WORK ORDER
In the data below, which lines hold "powerful"? Copy every one.

----

Issue #6052, opened 2021-03-25
Accessing Fully Rendered Config Context Data is not Clear When Using Export Templates


tcaiazza:
### Change Type

Addition

### Area

- [ ] Installation instructions
- [ ] Configuration parameters
- [ ] Functionality/features
- [ ] REST API
- [ ] Administration/development
- [ ] Other

### Proposed Changes

The combination of export templates and config context data are extremely powerful, but use the two in combination isn't as intuitive as accessing ofter attributes within an object.  In order to access the fully rendered config context for an object, you need to use the function `get_config_context()` in the jinja template, which does not appear to be documented anywhere.

tcaiazza:
I'd be happy to write the documentation myself, I just need the issue be accepted.

PR #6053, opened 2021-03-25
Update export-templates.md

tcaiazza:
### Fixes: https://github.com/netbox-community/netbox/issues/6052

Both export templates and config context data are extremely powerful and useful, but it isn't immediately clear how use the two together.  This change adds details on how to use the two together.


jeremystretch:

Issue #5830, opened 2021-02-17
Expand Export Template to allow for non-attachment response


rodvand:
### Environment
* Python version: 3.6.8
* NetBox version: 2.10.4

### Proposed Functionality
Add an option to the Export Template functionality where it does not download the export template as an attachment, but instead presents it right away.

### Use Case
Allow rendered content to be opened straight away. Currently I am generating a link using the Export Template and am required to open the downloaded attachment and click on the link to access the page. Being able to adjust this behaviour would make for a smoother workflow.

----

EXERCISE SOLUTION
The combination of export templates and config context data are extremely powerful, but use the two in combination isn't as intuitive as accessing ofter attributes within an object.  In order to access the fully rendered config context for an object, you need to use the function `get_config_context()` in the jinja template, which does not appear to be documented anywhere.
Both export templates and config context data are extremely powerful and useful, but it isn't immediately clear how use the two together.  This change adds details on how to use the two together.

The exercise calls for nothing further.